Segment Start: Records shown

PR #609, opened 2025-07-21
RFC: Patina Test Execution Configuration

Javagedes:
## Description

Current State: FCP

Additional `patina_test` macro configuration to control when a patina_test executes. Would add additional timing for a patina_test to be executed, including on a protocol installation, on an event group, on a timer, and the normal execution.

- [ ] Impacts functionality?
- [ ] Impacts security?
- [ ] Breaking change?
- [ ] Includes tests?
- [ ] Includes documentation?

## How This Was Tested

N/A

## Integration Instructions

N/A


docs/src/rfc/text/0000-system-tests.md
```diff
@@ -0,0 +1,169 @@
+# RFC: Patina Test Execution Configuration
+
+Add the ability to control on-system unit test execution to a limited degree, to include (1) Tests executing multiple
+times via event triggers and (2) Allow execution at different points of DXE, rather than only during monolithic
+component execution prior to normal EDKII style component dispatch
```
os-d:
```suggestion
component execution prior to normal EDK II style component dispatch

```
nit: during the docs scrub all instances were changed to this. And for other instances below.

docs/src/rfc/text/0000-system-tests.md
```diff
@@ -0,0 +1,169 @@
...
+## Technology Background
+
+This feature will rely almost entirely on the EDKII style eventing system, however it will not be implemented until
+[Uefi Services](https://github.com/OpenDevicePartnership/patina/pull/592) is implemented, which will provide an
+abstraction for eventing.
+
+## Goals
+
+- #[patina_test] macro configuration for specifying the event that a component can trigger for rather than in the
+  monolithic
```
os-d:
```suggestion
- #[patina_test] macro configuration to specify an event that triggers component execution rather than one time execution during normal dispatch

```
Or something like that, the original wording was just confusing

docs/src/rfc/text/0000-system-tests.md
```diff
@@ -0,0 +1,169 @@
...
+### `TestCase` Changes
+
+`TestCase` will be changed to include a trigger type to inform the component on how to register / run a component
+
+``` rust
+pub enum Trigger {
+    /// A Test that runs immediately during Test component execution.
+    Component,
+    /// A test that runs multiple times, every 'X' seconds.
+    Timer(f32)
```
os-d: Would it really be a float?

makubacki: The time unit should probably be reduced to milliseconds. Firmware can execute from first UEFI execution to OS handoff in ~2.5 seconds on some systems. Seconds is a large interval especially exclusive to code running in DXE right now.

Javagedes: Depends on what unit of time we want to represent. If it is `s`, then yes, a float makes sense. If it is `ms` then maybe not. I'm open to either unit (or ns if necessary).

docs/src/rfc/text/0018-system-tests.md
```diff
@@ -0,0 +1,169 @@
...
+
+Currently, on-system unit tests via patina-test has no support for running tests at any other time then monolithic
+component execution.
+
+## Alternatives
+
+Each entity that wants these type(s) of test would directly write and register their own component that in-turn
+register an event callback that runs their validation testing
+
+## Rust Code Design
```
makubacki, line 62: Given that we're trying to replace protocols with component services, should there be another trigger on a component service being produced?

---

My understanding is that in the alternative:

> Each entity that wants these type(s) of test would directly write and register their own component that in-turn
register an event callback that runs their validation testing

That would naturally be possible via depdendency injection (test component declares dependency on the service), but this proposal is currently focusing on more granular triggers for tests within a broader set of code.

os-d: I think that dependency injection would be a nice way to execute these tests, though currently we can't do dependency injection multiple times, right? i.e. in the case of a test that was going to run at ready to boot and EBS or something. Maybe you could have multiple of the patina tests registered for different dependencies?

docs/src/rfc/text/0000-system-tests.md
```diff
@@ -0,0 +1,169 @@
...
+                          │register an event callback │
+                          └───────────────────────────┘
+```
+
+## Guide-Level Explanation
+
+This feature allows a user to select how a particular `patina_test` is executed. In addition to the default execution
+time of a `patina_test` (which is during `TestRunner` component execution), developers can now chose to delay execution
+of a particular unit test to execute periodically based off a timer using `#[on(timer = X)]`, when a protocol is
+registered using `#[on(protocol = "GUID")]`, or whenever a particular event is triggered  using
```
makubacki:
```suggestion
registered using `#[on(protocol = "GUID")]`, or whenever a particular event is triggered using
```

docs/src/rfc/text/0000-system-tests.md
```diff
@@ -0,0 +1,169 @@
...
+`#[on(event = "GUID")]`.
+
+This new functionality will not provide any breaking changes to the consumer, only allowing additional configuration.
+This change will delay the reporting of all test results until a certain event group runs (undetermined which group,
+but possibly ExitBootServices), even if tests run prior to that.
```
makubacki: We often only boot to EFI shell and `ExitBootServices` does not run booting to shell. I think at least making results at `OnReadyToBoot` available would be helpful for cases we're not booting to an OS.

makubacki: People may want periodic or event-based test results up to Exit Boot Services, and that's fine, they could be dumped again, or a delta of new test results since the last dump point (e.g. `OnReadyToBoot`) be provided at that time.

docs/src/rfc/text/0000-system-tests.md
```diff
@@ -0,0 +1,169 @@
...
+## Requirements
+
+- Support Timer based validation tests (Trigger every X (s, ms, etc))
+- Support Protocol installation based validation tests
+- Support Event based validation tests
+
+## Unresolved Questions
+
+- Should The test runner report multiple executions of the same test as a single result, as individual tests, or
+  as a single test that just has an execution count field?
```
makubacki: What is the current proposal? I may have missed it somewhere else in the RFC.

docs/src/rfc/text/0000-system-tests.md
makubacki: Given that the EFI event interface works off units of 100ns, I suggest to either match that or move to a millisecond. Millisecond probably makes sense. And avoid trying to convert floats into those units (`UINT64`).

Javagedes:
> but is a function call that kicks off a test because some code path was taken.

@os-d I'm curious how much this is needed? We could do something like this, but it would turn the TestRunner component more so into a global static where we then provide `test!(<test_name>)` macro's that are compiled out on release. However that is pretty close to someone just adding something like this to their code

``` rust
#[cfg(debug_assertions)]
{
   // Run some test code here
}
```

os-d:
> > but is a function call that kicks off a test because some code path was taken.
> 
> @os-d I'm curious how much this is needed? We could do something like this, but it would turn the TestRunner component more so into a global static where we then provide `test!(<test_name>)` macro's that are compiled out on release. However that is pretty close to someone just adding something like this to their code
> 
> ```rust
> #[cfg(debug_assertions)]
> {
>    // Run some test code here
> }
> ```

Let's table it here to not muddy this RFC. I'll talk to you offline.

docs/src/rfc/text/0000-system-tests.md
Javagedes: I did not add a proposal for this unresolved question. 

My proposal is to have an extra field in the table for number of executions. Something like

| test name | executions | status |
|---|---|---|
| my_test | 3 | Failed [1 time(s)] |
| other_test | 10 | Success |

docs/src/rfc/text/0000-system-tests.md
Javagedes: `ms` sounds good to me. will update.

docs/src/rfc/text/0018-system-tests.md
makubacki: To be clear, I'm not necessarily suggesting the alternative would be a better approach, it just provides a straightforward answer to a service dependency. As I understand the current proposal, you could treat these like unit tests where they're still local to the component crate and can access crate scoped items and stuff like that which is useful.

makubacki:
> Let's table it here to not muddy this RFC. I'll talk to you offline.

A proposal would be interesting, but I'm not particularly in favor of introducing code complexity in production code implementation to offshoot tests. Not only for the code maintainability and review complexity, but it might become a "crutch" where someone says, "this is easier than actually mocking things the right way". Just my high-level concern with the general concept.

If this is entirely outside the main code path and "hooks" onto by its path or something (which may have been what is proposed), that would alleviate the concern.

os-d:
> > Let's table it here to not muddy this RFC. I'll talk to you offline.
> 
> A proposal would be interesting, but I'm not particularly in favor of introducing code complexity in production code implementation to offshoot tests. Not only for the code maintainability and review complexity, but it might become a "crutch" where someone says, "this is easier than actually mocking things the right way". Just my high-level concern with the general concept.

Yeah, valid concern. My concern is the opposite that someone says, oh, I can't write this as a test, so now I have to write it as production code (that was the origin of this conversation, I wanted to do the heap guard implementation as a periodic pool scanner and Sean pointed out that without hooks we couldn't do it after every alloc/free, so you would need the production code to do this instead of a test or have the production code do heap guard (which still might happen anyway, that's orthogonal to this). So, it led to an interesting discussion of what could be done to try to isolate tests from the production code, but obviously there are tradeoffs.

docs/src/rfc/text/0018-system-tests.md
Javagedes: To Oliver's statement, He is correct, we cannot run the same component multiple times as I created struct components to be `self` and not `&self`. This could probably be changed, and we could theoretically run components multiple times if we wished.

Regardless of that sentiment, I've purposefully not added the ability for components to register other components, as I feared the negative impacts of indirection and hidden components running / executing. That can be changed if we have the justification (like this), and possibly add some better metadata for debugging so we can track who registered components, services, etc. Then it would be possible to trigger a test on service installation based off of dependency injection.

docs/src/rfc/text/0000-system-tests.md
Javagedes: Updated Guide-Level explanation to specify we will post results at `OnReadyToBoot` with a diff of results at `ExitBootServices`, if the platform gets to that point. Thanks!

docs/src/rfc/text/0018-system-tests.md
makubacki: My initial comment was not about a component running multiple times or changing the registration process for components from an end user perspective. But to allow the ability to run a triggered test as defined in this RFC based on a service being produced (which may be optional on the owning component).

Without that, it seems like there is a gap where moving a protocol to a service prevents a test from being able to be triggered on that external interface. Is that not the case?

Javagedes: I agree that there is a gap, I think the solution @os-d was hinting at was to basically just register the test as a component and then the component will just execute eventually (not immediately) after the component is registered. However, at this point in time we cannot do that because components cannot register other components.

I'm sure we can do it a different way too. Not sure what that way would look like off the top of my head.

makubacki: I'd be okay with noting it as an unresolved question for now and addressing it later if needed.

makubacki:
> Yeah, valid concern. My concern is the opposite that someone says, oh, I can't write this as a test, so now I have to write it as production code (that was the origin of this conversation, I wanted to do the heap guard implementation as a periodic pool scanner and Sean pointed out that without hooks we couldn't do it after every alloc/free, so you would need the production code to do this instead of a test or have the production code do heap guard (which still might happen anyway, that's orthogonal to this). So, it led to an interesting discussion of what could be done to try to isolate tests from the production code, but obviously there are tradeoffs.

Makes sense. Certain core "services" like memory allocation are also somewhat unique (more frequently called, more essential) to most other code, so I think we could also consider having special hooks for these as opposed to a widespread system anyone can tap into. In any case, it would be a good RFC for discussion.

os-d:
> Makes sense. Certain core "services" like memory allocation are also somewhat unique (more frequently called, more essential) to most other code, so I think we could also consider having special hooks for these as opposed to a widespread system anyone can tap into. In any case, it would be a good RFC for discussion.

I'll think on it some more and write an RFC for it, even if it becomes a rejected RFC I agree I think it would be good to reason through.

docs/src/rfc/text/0000-system-tests.md
Javagedes: Updated documentation to reflect proposed table format.

Javagedes:
Moving to FCP for any final comments.

Javagedes:
I will be merging this soon barring any comments.

docs/src/rfc/text/0018-system-tests.md
```diff
@@ -0,0 +1,188 @@
...
+fn my_test() -> Result { ... }
+
+// Run every "X"
+#[patina_test]
+#[on(timer = 1)]
+fn my_test() -> Result { ... }
+
+// Run on protocol installation
+#[patina_test]
+#[on(protocol = "GUID")]
```
cfernald, line 78: For my education, why create a seperate mechanism instead of investing in dep-inj for these scenarios?

Javagedes: That is actually a good idea I did not think about.

As it stands, the limitation is we cannot dependency inject Protocols, nor do we have the infrastructure setup to register dependency injectable functions for event callbacks.

Both are absolutely doable, just not implemented. I've also been limiting the scope of dependency injectible variables to include UEFI / EDKII specific things (So Protocols, Events, etc). If we decide we will do that, then all of this is possible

Segment End: Records shown

= The task =
Give solely the number of lines in the data that contain the string "validation".

= Output of the exercise =
5